Легко понять работу этого механизма в отношениях между родителями и детьми, когда бредящий отец или мать встречает поддержку со стороны супруга, который не бредит. В парах или в отношениях детей и родителей, где бредящий занимает доминирующую позицию и передает свои представления своим поклонникам, здоровый человек нередко принимает бред.
Мне вспоминается девушка, которая была сильно влюблена в молодого человека, страдающего паранойей. Не ставя диагноза, родители девушки тем не менее чувствовали себя дискомфортно в присутствии этого молодого человека, о чем говорили дочери. Пара удалилась от родственников и прервала все отношения с теми, кто мог посеять сомнения и защитить партнера, не страдавшего от бреда. Молодой человек становился все более и более недоверчивым и попросил свою подругу помочь ему составить список всех тех, кого они хотят убить. Совсем потеряв голову от любви, девушка в попытке защитить любимого еще больше способствовала тому, чтобы он безошибочно вычислял недоброжелательность во взгляде, странность в поведении и непоследовательность в словах, за которыми на самом деле крылись другие мысли. Пара постоянно была в бегах и переезжала каждый день с места на место, скрываясь от невидимых преследователей. Через несколько месяцев паранойя молодого человека передалась его уравновешенной подруге. Она впадала в панику, когда замечала опасные знаки, вместе с мужчиной делала волшебные ритуалы, чтобы прогнать невидимых обидчиков.
Удивительно, как беременные девушки иногда с уверенностью отрицают свою беременность, и матери их в этом поддерживают. Многие подростки, которые добровольно или вынужденно уходят из семьи, но не находят своего места в обществе, хотят примкнуть к сомнительным компаниям. При посвящениях они находят поддержку, смысл в своих действиях, и им становится лучше, когда они соглашаются со строгими правилами собраний, мантрами и взносами на поддержание жизни гуру. Придаваемый вещам смысл меняет манеру их восприятия.

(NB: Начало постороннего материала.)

PR #2040, opened 2026-08-24
feat: add client telemetry support

xiaofan-luan:
## Summary

- add a client telemetry manager, configuration object, and gRPC interceptor
- report one outcome per logical operation across legacy/V1, V2, async, retry, validation, and result processing paths
- preserve telemetry state across global-cluster reconnects with failure-safe candidate handoff and stale-heartbeat fencing
- close shared telemetry with fluent wrappers, preserve arbitrary legacy wire request IDs while keeping telemetry trace IDs strict, and omit an unconfigured database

В 1941 году был принят закон о конфискации имущества евреев в пользу арийской нации. Немцы разделились на три группы: 40 % поддержали арианизацию, воспользовались возможностью «купить» по невероятно низким ценам добро своих соседей. Они занимали их дома, забирали утварь, за смехотворные суммы приобретали сертификат об арианизации, а возвращаясь домой, не испытывали стыда. Настолько ясным было коллективное представление, что
тот, кто забирал вещи соседа, всего-навсего выполнял требования закона.
Другая часть немцев (40 %) по сходной цене заполучила предприятия и стала получать с них доход.
У матери Элен Эпшейн было модное ателье в Праге. Когда она поняла, что ее арестуют, женщина передала свои украшения одной из сотрудниц. Чудом избежав гибели в Терезиенштадте, она вернулась в Прагу. Оказалось, что сотрудница ателье продала украшения и на выручку законным образом купила ателье и квартиру. Она вежливо пригласила бывшую владелицу с ней отобедать и поставила на стол конфискованную посуду. Подобная ситуация отражает дискурс, в соответствии с которым можно легально конфисковать имущество евреев. Никаких причин стыдиться. И только 20 % немцев не воспользовались ситуацией. Покупая, они платили так, как если бы продавцом был не еврей.
В нормальной форме принятие коллективных представлений – необходимое условие для совместной жизни, но этот процесс может легко отклониться в сторону деспотичного дискурса.